Regarding the challenges in natural language processing (NLP) [17,26] address the specific challenges and opportunities in utilizing NLP techniques for fake news detection. These challenges include the detection of subtle linguistic cues, the identification of context-specific features, and the handling of noisy and unstructured text data. The surveyed approaches propose various NLP-based solutions, such as sentiment analysis, topic modeling, and stance detection, to effectively tackle these challenges. Ref. [17] focus more on preprocessing the text, conducting sentiment analysis, and applying topic modeling to uncover patterns indicative of fake news. They propose different action types depending on the problem each case is trying to solve and the quality of the insight (novelty or uncover patterns are not always fake news), while [26] cover a wider range of NLP techniques that have been employed in this domain.
Refs. [27,31] propose the use of ensemble learning techniques for fake news detection. These approaches combine multiple classifiers or models to improve the overall performance and robustness of the detection system. While [31] focus on utilizing ensemble learning techniques to detect and classify fake news, ref. [27] introduce novel ensemble methods or variations that aim to improve the accuracy and robustness of the detection process, specifically designing an ensemble method for fake news.
Last, the article by [28] focuses on applying transfer learning techniques to fake news detection. It utilizes knowledge and models pre-trained on a source domain to improve the detection performance on the target domain. The approach involves transferring learned representations from the source domain to enhance the detection of fake news. While [29] propose a unified training process specifically for fake news detection. It focuses on fine-tuning a BERT (Bidirectional Encoder Representations from Transformers) model, which is a state-of-the-art language model, to improve its performance in detecting fake news. The approach involves a unified training pipeline specifically designed for fake news detection.

4. Discussion

In this section, we will discuss the results. There is a summary table, Table 3, with the pros and cons of each technique.

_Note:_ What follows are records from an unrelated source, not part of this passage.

PR #5, opened 2024-06-27
refactor: update to llama box

aiwantaozi:


gpustack/worker/inference_server.py
```diff
@@ -136,12 +136,12 @@ def _get_command(self):
...
                 if "amd64" in platform.machine() or "x86_64" in platform.machine():
-                    command = "server-macos-x64"
+                    command = "llama-box-darwin-amd64-metal"
                 elif "arm" in platform.machine() or "aarch64" in platform.machine():
-                    command = "server-macos-arm64"
+                    command = "llama-box-darwin-arm64-metal"
             case "Linux":
                 if "amd64" in platform.machine() or "x86_64" in platform.machine():
-                    command = "server-ubuntu-x64"
+                    command = "llama-box-linux-amd64-cuda-12.5"
```
gitlawr, line 146: Can we detect cuda or rocm or raise error

hack/install.sh
```diff
@@ -135,14 +104,50 @@ function download_gguf-parser() {
     done
 }
 
+
+function download_llama-box() {
```
gitlawr: don't mix underscore and dash

gpustack/worker/inference_server.py
aiwantaozi: add cuda detection, prefer to add rocm when we support it.

Issue #8, opened 2024-07-03
model instance is not scheduled to the one that can offload more layers


Finenyaco:
**Environment**
- gpustack version: main

- Server: Macbook Pro, Apple M2, 24GB (node1)
```
poetry run gpustack start -d --system-reserved '{"memory": 5, "gpu_memory": 5}'
```
- Worker: Ubuntu 22.04 (node2)
```
poetry run gpustack start -s http://xx.xx.xx.xx -t xxxx
```

```
+-----------------------------------------------------------------------------------------+
| NVIDIA-SMI 555.42.02              Driver Version: 555.42.02      CUDA Version: 12.5     |
|-----------------------------------------+------------------------+----------------------+
| GPU  Name                 Persistence-M | Bus-Id          Disp.A | Volatile Uncorr. ECC |
| Fan  Temp   Perf          Pwr:Usage/Cap |           Memory-Usage | GPU-Util  Compute M. |
|                                         |                        |               MIG M. |
|=========================================+========================+======================|
|   0  NVIDIA GeForce RTX 4080 ...    Off |   00000000:01:00.0 Off |                  N/A |
|  0%   39C    P8              8W /  320W |   13400MiB /  16376MiB |      0%      Default |
|                                         |                        |                  N/A |
+-----------------------------------------+------------------------+----------------------+
|   1  NVIDIA GeForce RTX 4080 ...    Off |   00000000:72:00.0 Off |                  N/A |
|  0%   38C    P8             13W /  320W |      15MiB /  16376MiB |      0%      Default |
|                                         |                        |                  N/A |
+-----------------------------------------+------------------------+----------------------+

+-----------------------------------------------------------------------------------------+
| Processes:                                                                              |
|  GPU   GI   CI        PID   Type   Process name                              GPU Memory |
|        ID   ID                                                               Usage      |
|=========================================================================================|
|    0   N/A  N/A      1718      G   /usr/lib/xorg/Xorg                            167MiB |
|    0   N/A  N/A      2525      G   /usr/bin/gnome-shell                           11MiB |
|    0   N/A  N/A    335647      C   ...box/llama-box-linux-amd64-cuda-12.5       5702MiB |
|    0   N/A  N/A    336868      C   ...box/llama-box-linux-amd64-cuda-12.5       7466MiB |
|    1   N/A  N/A      1718      G   /usr/lib/xorg/Xorg                              4MiB |
+-----------------------------------------------------------------------------------------+
```

**Test Steps:**

[...]

PR #22, opened 2024-07-05
fix: select the highest offload layers candidate

aiwantaozi:
Issue: #8

### DIFF
--- a/gpustack/scheduler/policy.py
+++ b/gpustack/scheduler/policy.py
@@ -54,18 +54,19 @@ class ResourceFitPolicy:
 
         candidates = []
         for worker in workers:
-            candidate = await self._filterOne(worker.worker)
-            if candidate is not None:
-                candidates.append(candidate)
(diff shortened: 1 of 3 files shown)


gpustack/scheduler/policy.py
```diff
@@ -54,18 +54,19 @@ async def filter(
...
-            candidate = await self._filterOne(worker.worker)
-            if candidate is not None:
-                candidates.append(candidate)
+            filterd_candidates = await self._filterOne(worker.worker)
+            if len(filterd_candidates) != 0:
+                candidates.extend(filterd_candidates)
         return candidates
 
-    async def _filterOne(self, worker: Worker) -> ModelInstanceScheduleCandidate:
+    async def _filterOne(self, worker: Worker) -> List[ModelInstanceScheduleCandidate]:
```
gitlawr: Why filterOne returns a list?
Lets use snake case

aiwantaozi: one means filter with one worker

PR #63, opened 2024-07-18
refactor: mark instance state base on worker state

aiwantaozi:


gpustack/server/server.py
```diff
@@ -48,7 +49,7 @@ async def start(self):
         self._start_scheduler()
         self._start_controllers()
```
gitlawr: Can we add the logic here

PR #126, opened 2024-08-02
fix: uninstall permissions and ignore errors

linyinli:
Fix the following issues:
- The /var/lib/gpustack directory requires sudo permissions to be removed.
- The /var/log/gpustack.log file is not removed.
- The uninstall script exits if a command encounters an error.


aiwantaozi (approved):
LGTM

Regarding social media data mining, this approach is planned for leveraging the vast amount of data that are available on social media. It also allows for user behavior analysis and analysis of the network dynamic and can be very insightful when it comes to explainability. It would explain the expected behavior of specific users and how the networks and users evolve. However, even if it is designed to be able to ingest very big data volumes, the quality, availability (if you do not work in a specific social media), and reliability of the data are an issue for this type of technique. As the data may not be ideal, and taking into account that we are working with user data, the algorithms may struggle to distinguish new information or a post that went viral from fake news. Last, the fact that they deal with such a big volume of data makes the training of an algorithm computationally very expensive.

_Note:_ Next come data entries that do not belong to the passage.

PR #135, opened 2024-08-05
docker: Fix libcuda.so.1 not found issue in running LLM model

yeahdongcn:
When testing GPUStack in a container, I found this issue. Simply setting `LD_LIBRARY_PATH` can fix it.

### DIFF
--- a/Dockerfile
+++ b/Dockerfile
@@ -8,8 +8,10 @@ RUN apt-get update && apt-get install -y \
     wget \
     python3 \
     python3-pip \
+    && apt-get clean \
     && rm -rf /var/lib/apt/lists/*
 
 RUN pip3 install gpustack
+ENV LD_LIBRARY_PATH=/usr/local/cuda-12.5/compat:${LD_LIBRARY_PATH}
 
 ENTRYPOINT [ "gpustack", "start" ]


aiwantaozi:
Hi,
Is this issue occurring on the Moore Threads GPU? If it is not specific to the Moore Threads GPU, could you please add some descriptions and reproduction steps? We can then further improve and test it together.

Dockerfile
```diff
@@ -8,8 +8,10 @@ RUN apt-get update && apt-get install -y \
     wget \
     python3 \
     python3-pip \
+    && apt-get clean \
     && rm -rf /var/lib/apt/lists/*
 
 RUN pip3 install gpustack
+ENV LD_LIBRARY_PATH=/usr/local/cuda-12.5/compat:${LD_LIBRARY_PATH}
```
aiwantaozi, line 15: Since the directory will change depending on the passed CUDA_VERSION, locking to `cuda-12-5` may cause problems for other versions.
Can it work properly in your environment if you set it to use the current default CUDA version like below?
`ENV LD_LIBRARY_PATH /usr/local/cuda/lib64:/usr/local/cuda/compat:${LD_LIBRARY_PATH}`

yeahdongcn:
> Hi, Is this issue occurring on the Moore Threads GPU? If it is not specific to the Moore Threads GPU, could you please add some descriptions and reproduction steps? We can then further improve and test it together.

Reproduce steps:
1. `docker run -it -p 8090:80 gpustack/gpustack:main`
2. Open http://<<host>>:8090/#/models
3. Deploy `tinyllama` through `Ollama Library`
4. `tinyllama` failed to run
5. Shell into the container
6. cd /usr/local/lib/python3.10/dist-packages/gpustack/third_party/bin/llama-box
7. ldd `llama-box`
8. libcuda.so.1 not found
  ```bash
  root@8ad75cf3a316:/usr/local/lib/python3.10/dist-packages/gpustack/third_party/bin/llama-box# ldd llama-box-linux-amd64-cuda-12.5 
          linux-vdso.so.1 (0x00007ffea3b96000)
          libcudart.so.12 => /usr/local/cuda/lib64/libcudart.so.12 (0x00007f57a3800000)
          libcublas.so.12 => /usr/local/cuda/lib64/libcublas.so.12 (0x00007f579d200000)
          libcuda.so.1 => not found
          libstdc++.so.6 => /lib/x86_64-linux-gnu/libstdc++.so.6 (0x00007f579cfd4000)
          libm.so.6 => /lib/x86_64-linux-gnu/libm.so.6 (0x00007f579ceed000)
          libgcc_s.so.1 => /lib/x86_64-linux-gnu/libgcc_s.so.1 (0x00007f57a3b6d000)
          libc.so.6 => /lib/x86_64-linux-gnu/libc.so.6 (0x00007f579ccc4000)
          /lib64/ld-linux-x86-64.so.2 (0x00007f57ad98f000)
          libdl.so.2 => /lib/x86_64-linux-gnu/libdl.so.2 (0x00007f57a3b68000)
          libpthread.so.0 => /lib/x86_64-linux-gnu/libpthread.so.0 (0x00007f57a3b63000)
          librt.so.1 => /lib/x86_64-linux-gnu/librt.so.1 (0x00007f57a3b5e000)
          libcublasLt.so.12 => /usr/local/cuda/lib64/libcublasLt.so.12 (0x00007f577e800000)
  ```

This issue is likely caused by not using the `nvidia-container-toolkit`. However, `tinyllama` can still run on the CPU. Since the CUDA runtime image includes `libcuda.so`, we can set the `LD_LIBRARY_PATH` environment variable to make it run without an Nvidia GPU.

aiwantaozi:
Hi,
The Docker image functionality has not been officially released yet. This image supports Linux with Nvidia GPUs and does not include CPU-only scenarios. This is a [preview document](https://github.com/gpustack/gpustack/blob/main/docs/installation/docker-installation.md), You can check if this image fits your environment. 

In the future, we will also support more images, including CPU, based on actual needs.

Specifically, it depends on your environment as different GPUs may require different dependencies, if you can provide more information about your environment, we can further investigate whether we can support it. If you just want to avoid the llama-box error, you can try customizing environment variables when running the Docker container `docker run -e ENV_VAR=value`.

gitlawr:
As addressed in https://github.com/gpustack/gpustack/issues/141, now GPUStack can run with CPU offloading. Feel free to open new issues for further discussion.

When it comes to deep learning or learning complex patterns in data, these algorithms have very big potential. This is great for this case scenario since it could learn semantic and contextual information about the data that are provided to the algorithm. In the case of geometrical deep learning, there is also the potential for learning relational and graph-based features. However, it is quite hard to get the labeled data that are needed to train these systems, and this could be very expensive since automated labeling does not necessarily fit all the cases here and human-labeled data (and the challenges that these techniques propose) may need to be addressed. On the other hand, these systems are also computationally expensive to train. And finally, the interpretability of neural networks is a known challenge. We may get good results but not be able to explain why or what is going on behind the scenes.

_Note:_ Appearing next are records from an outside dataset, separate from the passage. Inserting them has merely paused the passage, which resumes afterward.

PR #179, opened 2024-08-21
fix: add dependency check while selinux is enable

aiwantaozi:
#131

### DIFF
--- a/install.sh
+++ b/install.sh
@@ -152,6 +152,15 @@ install_dependencies() {
       fatal "$dep is required but missing. Please install $dep."
     fi
   done
+
+  # check SeLinux dependency
+  if command -v getenforce > /dev/null 2>&1; then
+      if [ "Disabled" != "$(getenforce)" ]; then
+          if ! command -v semanage > /dev/null 2>&1; then
+              fatal "semanage is required while SeLinux enabled but missing. Please install the appropriate package for your OS (e.g., policycoreutils-python-utils for Rocky/RHEL/Ubuntu/Debian)."
+          fi
+      fi
+  fi
 }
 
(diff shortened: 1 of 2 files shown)


install.sh
```diff
@@ -152,6 +152,15 @@ install_dependencies() {
       fatal "$dep is required but missing. Please install $dep."
     fi
   done
+
+  # check SeLinux dependency
+  if command -v getenforce > /dev/null 2>&1; then
+      if [ "Disabled" != "$(getenforce)" ]; then
+          if ! command -v semanage > /dev/null 2>&1; then
+              fatal "semanage is required while SeLinux enable but missing. Please install policycoreutils-python-utils."
```
gitlawr: Is the package name same for different package manager?
Can we do the installation like the way in check_python_tools?

aiwantaozi: The policycoreutils-python-utils package provides essential tools for managing and configuring SELinux policies, including the semanage command. While system administrators and security engineers typically handle the installation of these tools, prefer GPUStack focus on updating the configuration files and leaves policycoreutils-python-utils installation to the system administrators.

The following change is implemented to prevent BrokenPipeError. When using `grep -q`, it is effective for small and limited input. However, `semanage fcontext -l` may large output based on the admin configuration, and `grep -q` closes the pipe once a match is found. This can cause `semanage fcontext -l` to continue writing to a closed pipe, leading to BrokenPipeError.

Before: `$SUDO semanage fcontext -l | grep -q "${BIN_REAL_PATH}"`
After: `$SUDO semanage fcontext -l | grep "${BIN_PATH}" > /dev/null 2>&1`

Natural language processing is an emerging field in artificial intelligence. This technique allows us to identify various linguistic patterns behind fake news. It allows us to do sentiment analysis, topic modeling, and textual analysis that may easily explain whether a new being is classified as fake or not. However, we lose a lot of contextual information if this is the only technique used because we only focus on the text. We may be losing data, user-topic relationships, other multimedia content, etc. Moreover, there is the challenge of textual ambiguity—slang, irony, and sarcasm are examples of text that this type of model may find challenging to classify.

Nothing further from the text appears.